A month before my 25th birthday I was diagnosed with testicular cancer.
I was just a few years out of university, and cancer was the last thing I thought I would have to deal with in my mid twenties. In the two years before my diagnosis I had developed a dull pain in one testicle that would come and go for no apparent reason. I read and researched, convincing myself that this was all due to some benign cause, and that there was no need for me to talk to anyone or see my doctor.
What the avoidance really boiled down to was embarrassment. This was something that I felt embarrassed and ashamed to talk about, and it took two years before I finally worked up the courage to see my doctor. An exam by my doctor didn’t turn up anything obvious, so I was sent for an ultrasound. This was also something that caused me a good deal of anxiety, so I put it off for nearly three months.

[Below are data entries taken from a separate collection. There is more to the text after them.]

PR #8478, opened 2026-05-07
Fire Mode: Add BrowserMode with plumbing

0nko:
Task/Issue URL: https://app.asana.com/1/137249556945/project/1207418217763355/task/1214579513091724?focus=true

### Description

This PR adds the new `BrowserMode` and the related interfaces and their concrete implementations:

- `BrowserModeStateHolder` that exposes enum class `BrowserMode { REGULAR, FIRE }`, which is the single source of truth for current mode. Theming overlay, tab switcher VM, mode-toggle pill, sync entry points, repository providers — all observe this Flow.
- Adds `FireModeAvailability` that checks the feature flag and the WebView feature support
- Adds `BrowserMode` plumbing to the main entry points

Related API proposal: https://app.asana.com/1/137249556945/project/1207418217763355/task/1214579944546013?focus=true

### Steps to test this PR

Smoke testing that the app is launched correctly and opening an external link works as expected is sufficient.

---

> [!NOTE]
> **Medium Risk**
> Touches core `BrowserActivity` intent processing and tab creation, adding mode-based recreation and deferred-intent handling which could affect external link/widget/shortcut launches. New mode plumbing is guarded by availability checks but has broad surface area across entry points.
> 
> **Overview**
> Introduces a new cross-module `BrowserMode` concept (`REGULAR`/`FIRE`) with a `BrowserModeStateHolder` source-of-truth and an app implementation (`RealBrowserModeStateHolder`).
> 
> Updates `BrowserActivity` and tab creation to be mode-aware (adapter/`BrowserTabFragment` arguments, DuckChat fragment args), and recreates the activity on mode changes; external entry-point intents can now be stamped as `LAUNCH_REQUIRES_REGULAR_MODE` and, if received while in `FIRE`, are deferred across a FIRE→REGULAR switch before processing.
> 
> Adds a new `fire-mode-api`/`fire-mode-impl` with `FireModeAvailability` (feature flag + WebView MultiProfile capability), wires it into `BrowserViewModel.switchToMode`, and updates numerous launch points (widgets, shortcuts, onboarding/settings/internal screens, tests) to pass a `BrowserLaunchSource` and correctly stamp intents.
> 
> <sup>Reviewed by [Cursor Bugbot](https://cursor.com/bugbot) for commit 2f0669e6c13e423ab3f065aa51ed2e1cedfcfcdc. Bugbot is set up for automated code reviews on this repo. Configure [here](https://www.cursor.com/dashboard/bugbot).</sup>


0nko:
* **#8606** <a href="https://app.graphite.com/github/pr/duckduckgo/Android/8606?utm_source=stack-comment-icon" target="_blank">Graphite</a>
* **#8591** <a href="https://app.graphite.com/github/pr/duckduckgo/Android/8591?utm_source=stack-comment-icon" target="_blank">Graphite</a>
* **#8575** <a href="https://app.graphite.com/github/pr/duckduckgo/Android/8575?utm_source=stack-comment-icon" target="_blank">Graphite</a>
* **#8574** <a href="https://app.graphite.com/github/pr/duckduckgo/Android/8574?utm_source=stack-comment-icon" target="_blank">Graphite</a>
* **#8478** <a href="https://app.graphite.com/github/pr/duckduckgo/Android/8478?utm_source=stack-comment-icon" target="_blank">Graphite</a> 👈 <a href="https://app.graphite.com/github/pr/duckduckgo/Android/8478?utm_source=stack-comment-view-in-graphite" target="_blank">(View in Graphite)</a>
* `develop`


<h2></h2>

duckchat/duckchat-impl/build.gradle
```diff
@@ -49,6 +49,7 @@ dependencies {
     implementation project(':data-store-api')
     implementation project(':cookies-api')
     implementation project(':duckchat-store')
+    implementation project(':fire-mode-api')
```
CDRussell: is this needed?

app/src/main/java/com/duckduckgo/app/browser/BrowserActivity.kt
```diff
@@ -260,6 +265,13 @@ open class BrowserActivity : DuckDuckGoActivity() {
 
     private var lastIntent: Intent? = null
 
+    /**
+     * External [Intent] received while in FIRE mode, deferred until the REGULAR-bound activity
+     * comes up. Survives the mode-switch [recreate] via [onSaveInstanceState]; consumed by
+     * [BrowserStateRenderer.showWebContent].
+     */
+    private var pendingExternalIntent: Intent? = null
```
CDRussell: is this only used for an `Intent` received while in fire mode like the comment says? If so, maybe add that to the name of it to make it clearer.

this new thing is confusing because we also already have a similar concept for `lastIntent` where it similarly has a deferred processing step inside of `showWebContent` like the one you've added for `pendingExternalIntent`

it's not clear what relationship these two transient intents share with each other, nor the order in which they should be processed if both exist. I don't have a concrete suggestion yet for improving, but flagging as a point of confusion in case you can come up with a good way of combining these and/or making it clearer how each relate to the other.

app/src/main/java/com/duckduckgo/app/browser/BrowserViewModel.kt
```diff
@@ -111,8 +115,25 @@ class BrowserViewModel @Inject constructor(
...
+        browserModeStateHolder.switchTo(mode)
+        return true
+    }
+
+    /**
+     * Returns true when an incoming external intent must trigger a switch to REGULAR before being
+     * processed.
+     */
+    fun shouldSwitchToRegularModeBeforeProcessingIntent(isExternal: Boolean): Boolean =
+        isExternal && currentMode.value == BrowserMode.FIRE
```
CDRussell: rather than checking if current mode is `FIRE`, would rather we checked if current mode `!= REGULAR`; that's what you really care about. i.e., switch required if:
- request to be in `REGULAR` mode
- it checks and discover you aren't in `REGULAR` mode

guarding against a future footgun if we were to add a third mode

browser-api/src/main/java/com/duckduckgo/browser/api/mode/BrowserModeStateHolder.kt
```diff
@@ -0,0 +1,36 @@
...
+ * mutator. Consumers either collect [currentMode] for reactive updates, or read
+ * [StateFlow.value] for a snapshot.
+ *
+ * Tab-level code should not consume this directly — capture the active mode at tab
+ * construction time instead, so a mid-session switch cannot race with tab-bound writes.
+ */
+interface BrowserModeStateHolder {
+    val currentMode: StateFlow<BrowserMode>
+
+    fun switchTo(mode: BrowserMode)
```
CDRussell, line 35: the question around how/when to use `switchTo` safely from the API proposal doc didn't really get answered, and since it's still here besides the `getter` it would benefit from some javadocs

and nit: there's quite a bit of implementation detail in the existing javadocs that i don't think belongs on the API itself (some of those implementation details may well change over time without actually affecting the API)

app/src/main/java/com/duckduckgo/app/browser/BrowserActivity.kt
```diff
@@ -655,6 +671,16 @@ open class BrowserActivity : DuckDuckGoActivity() {
             return
         }
 
+        // External intents always open in REGULAR mode, so we must stash the intent and carry it
+        // to the recreated REGULAR-bound instance, where showWebContent() consumes it.
+        val isExternal = intent.getBooleanExtra(LAUNCH_FROM_EXTERNAL_EXTRA, false)
```
CDRussell: how you determine whether something `isExternal` is too narrow for determining whether `FIRE` or `REGULAR` modes, I think. there are other intents that could come this way where we'd want to enforce they open in `REGULAR` mode. 

for a concrete example, if you add our favorites widget and tap on a favorite, this is not `LAUNCH_FROM_EXTERNAL_EXTRA` and therefore will bypass your check around whether a mode switch is necessary. (it does have `LAUNCH_FROM_FAVORITES_WIDGET=true`). The impact is that favourites will launch into whatever the current mode is; unclear that's the product-level intent.

This is only one example where this can happen. 

maybe `viewModel.shouldSwitchToRegularModeBeforeProcessingIntent` should accept the `Intent` itself, or a dedicated utility class does first. but the main thing is that we might need a broader range of conditions for which we end up with `isExternal == true` and enforcing `REGULAR` mode. 

i reckon you need to audit the various ways our app can launch to make sure each launches in the correct mode. I can help with this, but if you can start with a first pass at identifying them that would be good.

app/src/main/java/com/duckduckgo/app/browser/BrowserActivity.kt
```diff
@@ -636,6 +641,16 @@ open class BrowserActivity : DuckDuckGoActivity() {
...
         }
 
+        // External intents always open in REGULAR mode. The recreate observer picks up the mode
+        // change and the new REGULAR-bound activity re-processes this intent via getIntent().
+        val isExternal = intent.getBooleanExtra(LAUNCH_FROM_EXTERNAL_EXTRA, false)
+        if (viewModel.shouldSwitchToRegularModeBeforeProcessingIntent(isExternal)) {
+            logcat(INFO) { "External intent received in FIRE — switching to REGULAR before processing" }
+            setIntent(intent)
+            lifecycleScope.launch { viewModel.switchToMode(BrowserMode.REGULAR) }
+            return
```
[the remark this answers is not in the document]
CDRussell: add a comment why this feedback was considered and dismissed, please

CDRussell (changes requested):
@0nko there are two main things that need done here:

1. consider all the ways the app can launch with an `Intent` and map carefully which will result in `REGULAR` mode being enforced. more details: https://github.com/duckduckgo/Android/pull/8478#discussion_r3225242469
2. feature flag around all of this! this is a majorly critical codepath and any mistakes here could be painful to pin down (e.g, intermittent feedback that something is weird) and we should be able to disable a single feature flag to get back to existing behavior if there are any problems.

app/src/main/java/com/duckduckgo/app/browser/BrowserActivity.kt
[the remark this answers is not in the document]
0nko: This was resolved by the bugbot itself after changing the code to address the comment.

duckchat/duckchat-impl/build.gradle
0nko: No, it's a leftover from an earlier iteration when I had things in the `fire-mode` module.

app/src/main/java/com/duckduckgo/app/browser/BrowserActivity.kt
0nko: > is this only used for an Intent received while in fire mode like the comment says? If so, maybe add that to the name of it to make it clearer.

Yeah, `pendingExternalIntent` is only written in `launchNewSearchOrQuery` behind `shouldSwitchToRegularModeBeforeProcessingIntent()`, which gates on `currentMode == FIRE`. I can rename it to make the trigger explicit, something like `pendingFireToRegularIntent`.

> this new thing is confusing because we also already have a similar concept for lastIntent where it similarly has a deferred processing step inside of showWebContent like the one you've added for pendingExternalIntent

`lastIntent` defers until automatic data clearing is finished and uses a different lifecycle (it has to survive the clearer Job in the same Activity instance, whereas `pendingExternalIntent` has to survive  the Activity recreation and is saved). 

I can rename both flags to make their purpose explicit or I can try to think about a bigger refactoring.. Let me know what you think.

browser-api/src/main/java/com/duckduckgo/browser/api/mode/BrowserModeStateHolder.kt
0nko: You're right, I missed the split suggestion, sorry about that. Was the main motivation behind the split to have the "mutator" interface in the app module and "getter" interface in the API module?

I'll clean up the documentation 👍.

CDRussell: >Was the main motivation behind the split to have the "mutator" interface in the app module and "getter" interface in the API module?

That suggestion was in trying to better understand the original questions raised on the API, and suggesting a path forwards. For me personally, I'm ok with what you have here once better documented.

app/src/main/java/com/duckduckgo/app/browser/BrowserActivity.kt
CDRussell: >I can rename both flags to make their purpose explicit or I can try to think about a bigger refactoring

I think the main thing is to understand the relationship between the two, if there is one. e.g., are they mutually exclusive? if not, what happens if both are set, does one need to be processed before the other etc...?

I don't know the answers to these because it's not clear in code yet. If you think you can make it clearer with renaming and comments, that sounds ok to me, thanks.

app/src/main/java/com/duckduckgo/app/browser/BrowserActivity.kt
0nko: I've analyzed different possible entry points for the external links. I've been trying to make this logic testable and also easy to glance over in a single place. That's why I created [BrowserLaunchSource](https://github.com/duckduckgo/Android/pull/8478/commits/27e4fc41c845711823795a477c6a4ba175dc32b7). 

There are different types for different sources, where each is explicitly defined whether it requires a `REGULAR` mode or not. `BrowserLaunchSource` is now required when using the `BrowserActivity` intent factory, so that even if we add new possible browser launch points in the feature, we will be forced to decide how it works with the Fire mode. 

I think I got all the possible launch types but I'd be grateful for a double-check.

0nko:
Thanks @CDRussell! This took longer than I expected because there are browser launch points all over the place.

1. Please see my comment [here](https://github.com/duckduckgo/Android/pull/8478#discussion_r3236160686).
2. This was already handled implicitly: when the FF is off, the current mode is always Regular, so the external link intent wouldn't cause the Activity restart. But I added explicit checks anyway, just to be safe.

Ready for another round.

fire-mode/fire-mode-impl/src/main/java/com/duckduckgo/firemode/impl/RealFireModeAvailability.kt
```diff
@@ -0,0 +1,45 @@
...
+    private val dispatchers: DispatcherProvider,
+) : FireModeAvailability {
+
+    private var multiProfileSupported: Boolean? = null
+
+    override suspend fun isAvailable(): Boolean = withContext(dispatchers.io()) {
+        if (!fireModeFeature.fireTabs().isEnabled()) return@withContext false
+        multiProfileSupported ?: webViewCapabilityChecker.isSupported(MultiProfile).also {
+            multiProfileSupported = it
+        }
```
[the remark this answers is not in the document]
0nko: Fixed.

app/src/main/java/com/duckduckgo/app/browser/BrowserActivity.kt
```diff
@@ -1027,15 +1070,17 @@ open class BrowserActivity : DuckDuckGoActivity() {
...
-                        Bundle().apply {
+                arguments =
+                    Bundle().apply {
+                        duckChatUrl?.let {
                             putString(KEY_DUCK_AI_URL, duckChatUrl)
                             putInt(KEY_DUCK_AI_TABS, tabs)
                         }
-                }
+                        putString(KEY_DUCK_AI_BROWSER_MODE, mode.name)
+                    }
```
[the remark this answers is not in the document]
0nko: Fixed.

fire-mode/fire-mode-impl/src/main/java/com/duckduckgo/firemode/impl/RealFireModeAvailability.kt
```diff
@@ -0,0 +1,45 @@
...
+) : FireModeAvailability {
+    @Volatile
+    private var multiProfileSupported: Boolean? = null
+
+    override suspend fun isAvailable(): Boolean = withContext(dispatchers.io()) {
+        if (!fireModeFeature.fireTabs().isEnabled()) return@withContext false
+        multiProfileSupported ?: webViewCapabilityChecker.isSupported(MultiProfile).also {
+            multiProfileSupported = it
+        }
+    }
```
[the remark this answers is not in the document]
0nko: If this actually ever happened, the user can wait for a cold app start to get the Fire mode.

app/src/main/java/com/duckduckgo/app/browser/BrowserActivity.kt
```diff
@@ -354,6 +375,9 @@ open class BrowserActivity : DuckDuckGoActivity() {
         renderer = BrowserStateRenderer()
         val newInstanceState = if (dataClearer.isFreshAppLaunch) null else savedInstanceState
         instanceStateBundles = CombinedInstanceState(originalInstanceState = savedInstanceState, newInstanceState = newInstanceState)
+        pendingFireToRegularIntent = savedInstanceState?.let {
+            BundleCompat.getParcelable(it, KEY_PENDING_FIRE_TO_REGULAR_INTENT, Intent::class.java)
+        }
```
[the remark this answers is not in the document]
0nko: Fixed.

app/src/main/java/com/duckduckgo/app/browser/BrowserActivity.kt
```diff
@@ -14,6 +14,8 @@
  * limitations under the License.
  */
 
+@file:SuppressLint("NoImplImportsInAppModule")
```
CDRussell, line 17: why is this needed?

0nko: Supresses the lint error for the `com.duckduckgo.duckchat.impl.ui.DuckChatWebViewFragment.Companion.*` keys that are being used for arguments. This was an pre-existing issue that should eventually get fixed but it's unrelated to this change, aside from adding another key.

CDRussell (approved):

After finally working up the courage to get the ultrasound done, it took only a day before my doctor called to let me know that the test had found a “mass”. Being in the medical field myself, I knew what this likely meant. A week later I was meeting with my surgeon and urologist who still follows me today. Even though I knew it was like coming, the world felt like it stopped the first time I was told that I had “cancer”; I felt physically sick. In the weeks following, time felt like it was moving in slow motion. Sleeping became difficult, and doing even simple things like eating meals and cleaning the apartment felt like monumental tasks.

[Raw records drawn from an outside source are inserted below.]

PR #8490, opened 2026-05-07
Persist NTP after-idle hatch across background

malmstein:
Task/Issue URL: https://app.asana.com/1/137249556945/project/1214157224317277/task/1214582550691757?focus=true

### Description

Fixes the bug reported in the linked task: with the escape hatch enabled, the hatch UI disappears after the second background+resume cycle while the user stays on the auto-NTP.

`NtpAfterIdleManagerImpl` was clearing `_isAfterIdleReturn` in both `onClose()` and `onOpen()`. The state is normally restored by `onNtpShown()` (fired by `BrowserViewModel.flowSelectedTab`), but that flow uses `distinctUntilChanged` on `(tabId, isUrlBlank)` and won't re-emit when the same NTP tab is still selected on resume — so the state stayed stuck at `false`. `FirstScreenHandlerImpl.onOpen()` already detects this case and synchronously sets `pendingAfterIdle = true`, but with no `onNtpShown()` to consume it the pending flag stayed unread.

After a month of waiting, I underwent a very successful surgery that removed my right testicle and the tumor it contained. It turned out I had an early stage Leydig Cell Tumor (a rare type of tumor that makes up 1-3% of testicular cancers). They are usually slow growing, however in cases where they have spread there is generally little response to either chemotherapy or radiation. I got extremely lucky. Two years is more than enough time for most cancers (if left unchecked) to progress to an advanced or terminal stage. Coming to grips with the fact that my embarrassment and hesitation to see my doctor could potentially cost me my life was crushing, and is still something that I struggle to accept.

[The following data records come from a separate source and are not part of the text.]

PR #8520, opened 2026-05-11
Fix WSJ Custom Tab redirect loop

kzar:
Task/Issue URL: https://app.asana.com/1/137249556945/project/1202552961248957/task/1211781703927439

### Description
If the user sets the DuckDuckGo browser as the default, and then taps to open an article link inside the WSJ app, they can get trapped in an endless redirect loop, where the WSJ app opens the DDG browser, which in turn opens the WSJ app again, etc.

Let's fix that by mirroring Chromium's behaviour[1]:

1. Block HTTP App Link hand-off unless the user initiated the navigation (e.g. by clicking on a link, or entering a URL in the URL bar). This is what prevents the WSJ redirection loop, since the navigations aren't user initiated, and so the article is loaded inside the DDG Custom Tab instead.
2. Add a "trusted caller" carve-out, to avoid breaking some OAuth flows. If an app opens a Custom Tab, App Links that point back to the same app should be allowed without user interaction.

Notes:
 - The "trusted caller" carve-out doesn't apply for the WSJ app, since it does not take care to propagate its session token into its launch intent (skips `CustomTabsIntent.Builder(session)`). That is the only thing preventing the redirect loop also happening in Chromium.
 - The `isUserQuery()` check allows navigations that were initiated by the user via the address bar to then be opened in an app.
 - Non-HTTP App Links are handled via `handleNonHttpAppLink` which isn't changed here. Chromium seems to force a user prompt for non-user-initiated non-HTTP navigations, we could consider doing the same in the future.

### Steps to test this PR

1. DDG as default browser, Settings → Permissions → "Open Links in Apps" = "Always"

#### Check that the WSJ redirection loop is fixed

1. Install the WSJ Android app, and sign in to a paid account.
2. In the WSJ app, open articles until you find one that opens in the custom tab (with DDG browser).
3. Ensure you can then read the article OK, instead of being redirected in an infinite loop.

#### Check that OAuth flows still work

1. Install this [Android OAuth demo app](https://testpages.kzar.co.uk/oauth/android-demo.apk).
2. Launch the app, and ensure "Require user gesture for auth" is disabled, and "Use browser" is set to "DuckDuckGo (Custom tab)"
3. Press "START AUTHORIZATION".
4. Ensure you are taken back to the "Authorization granted - REFRESH TOKEN / SIGN OUT" screen of the demo app (_not_ left on the ["Authorisation Successful!" webpage](https://testpages.kzar.co.uk/oauth/callback/?code=example%3D%3D&state=example) inside the Custom Tab).

1 - https://source.chromium.org/chromium/chromium/src/+/09aafe21bc1b6c78e92fa4197d4e3c8401caaee9:components/external_intents/android/java/src/org/chromium/components/external_intents/ExternalNavigationHandler.java;l=1230-1235

---

> [!NOTE]
> **Medium Risk**
> Changes core navigation and external app launch behavior in Custom Tabs and normal browsing, gated by a remote toggle but default-on; incorrect gesture or client-package handling could break OAuth or legitimate deep links.
> 
> **Overview**
> Fixes **Custom Tab redirect loops** (e.g. WSJ ↔ browser) by tightening when HTTP App Links hand off to native apps.
> 
> **App link policy:** When remote flag `customTabEndlessLoopFix` is on (default), **HTTP app links no longer launch without a user gesture**, unless the navigation target matches the **verified Custom Tab client package** (trusted-caller OAuth carve-out). `BrowserWebViewClient` forwards `WebResourceRequest.hasGesture()` through `WebViewClientListener` into `AppLinksHandler`, which now takes the full `AppLink` plus optional `clientPackage`.
> 
> **Custom Tab plumbing:** `BrowserTabViewModel` replaces a boolean custom-tab flag with `CustomTabContext(clientPackage)`. The calling package is resolved at dispatch time via a new **`CustomTabsSessionRegistry`** (sessions recorded in `DuckDuckGoCustomTabService.newSession`, cleared on `cleanUpSession`) and passed through `IntentDispatcherActivity` → `CustomTabActivity` → fragment args. **`CustomTabDetector` updates from `IntentDispatcherViewModel` are removed.**
> 
> **Module:** `custom-tabs-api` becomes an Android library exposing the registry API; impl adds `RealCustomTabsSessionRegistry` and DI on the Custom Tabs service.
> 
> <sup>Reviewed by [Cursor Bugbot](https://cursor.com/bugbot) for commit 51f83f13b32e301fc998972ac74d4cc83ae36b0d. Bugbot is set up for automated code reviews on this repo. Configure [here](https://www.cursor.com/dashboard/bugbot).</sup>


custom-tabs/custom-tabs-api/src/main/java/com/duckduckgo/customtabs/api/CustomTabsSessionRegistry.kt
```diff
@@ -0,0 +1,36 @@
...
+
+/**
+ * Tracks verified Custom Tabs sessions (token -> calling package), populated from
+ * DuckDuckGoCustomTabService.newSession() and read by IntentDispatcherViewModel
+ * to support handleAppLink's trusted-caller carve-out.
+ */
+interface CustomTabsSessionRegistry {
+
+    /** Records a verified (session token -> calling package) binding. Called from newSession(). */
+    fun recordSession(sessionToken: CustomTabsSessionToken, packageName: String)
```
joshliebe: As discussed, this and `clearSession` should be removed from the API

app/src/main/java/com/duckduckgo/app/browser/BrowserTabViewModel.kt
```diff
@@ -3550,13 +3492,21 @@ class BrowserTabViewModel @Inject constructor(
...
-            !appSettingsPreferencesStore.showAppLinksPrompt,
-        ) { appLinkClicked(appLink) }
+        hasGesture: Boolean,
+    ): Boolean {
+        // HTTP navigations shouldn't launch apps unless started with a user gesture. That is unless
+        // the "trusted-caller" carve-out applies - if an app opens a Custom Tab, App Links that
+        // point back to that same app should be allowed even without user interaction.
+        val targetPackage = appLink.appIntent?.component?.packageName ?: appLink.appIntent?.`package`
+        val isTrustedCaller = targetPackage != null && customTab?.clientPackage == targetPackage
+        return (hasGesture || appLinksHandler.isUserQuery() || isTrustedCaller) &&
```
joshliebe: This logic should be moved into the `appLinksHandler` (it’s checking `appLinksHandler.isUserQuery()` in order to call `appLinksHandler.handleAppLink()`). 

Pass in `hasGesture`, `appLink` (instead of `appLink.uriString`) and `clientPackage`.

joshliebe: Probably a good idea to add a kill switch as well just in case

custom-tabs/custom-tabs-api/src/main/java/com/duckduckgo/customtabs/api/CustomTabsSessionRegistry.kt
anikiki: Updated 👍

app/src/main/java/com/duckduckgo/app/browser/BrowserTabViewModel.kt
anikiki: Updated 👍

anikiki: Added 👍

joshliebe (approved):
Changes LGTM, thanks for addressing the comments 🙂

Don’t let luck decide what your outcome is. Listen to your body and trust your gut. Even if you’re not sure something is wrong, make that appointment and play it safe. That first check up or test can be uncomfortable, but early detection in testicular (and other) cancers can make a life or death difference to your prognosis.
There’s still a lot of stigma surrounding men’s health, but it’s stigma that we can break down. By starting conversations and taking ownership of your health, you’re setting a powerful example for other men out there who may be going through struggles of their own. Take care of yourself, get help when you need it, and be there for the guys in your life when they need you.